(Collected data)
*** Block opens ***
PR #888, opened 2022-02-10
Bugfix: non encrypted wallet

HashEngineering:
## How Has This Been Tested?

- [ ] QA (Mobile Team)

## Checklist:

### DIFF
--- a/common/src/main/java/org/dash/wallet/common/ui/dialogs/AdaptiveDialog.kt
+++ b/common/src/main/java/org/dash/wallet/common/ui/dialogs/AdaptiveDialog.kt
@@ -47,6 +47,7 @@ class AdaptiveDialog(@LayoutRes private val layout: Int): DialogFragment() {
         private const val POS_BUTTON_ARG = "positive_text"
         private const val NEG_BUTTON_ARG = "negative_text"
 
+        @JvmStatic
         fun simple(
             message: String,
             negativeButtonText: String,
@@ -61,7 +62,7 @@ class AdaptiveDialog(@LayoutRes private val layout: Int): DialogFragment() {
                 positiveButtonText
             )
         }
-
+        // not usable from Java
         fun new(
             @DrawableRes icon: Int,
             title: String,
@@ -79,6 +80,7 @@ class AdaptiveDialog(@LayoutRes private val layout: Int): DialogFragment() {
             )
         }
 
+        @JvmStatic
         fun custom(
             @LayoutRes layout: Int,
             @DrawableRes icon: Int?,
--- a/wallet/src/de/schildbach/wallet/livedata/EncryptWalletLiveData.kt
+++ b/wallet/src/de/schildbach/wallet/livedata/EncryptWalletLiveData.kt
@@ -90,9 +90,11 @@ class EncryptWalletLiveData(application: Application) : MutableLiveData<Resource
                 // For the new key, we create a new key crypter according to the desired parameters.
*** Block closes ***
Identify every line above with the string "DialogFragment" in it. Copy those lines.

▸ The answer:
@@ -47,6 +47,7 @@ class AdaptiveDialog(@LayoutRes private val layout: Int): DialogFragment() {
@@ -61,7 +62,7 @@ class AdaptiveDialog(@LayoutRes private val layout: Int): DialogFragment() {
@@ -79,6 +80,7 @@ class AdaptiveDialog(@LayoutRes private val layout: Int): DialogFragment() {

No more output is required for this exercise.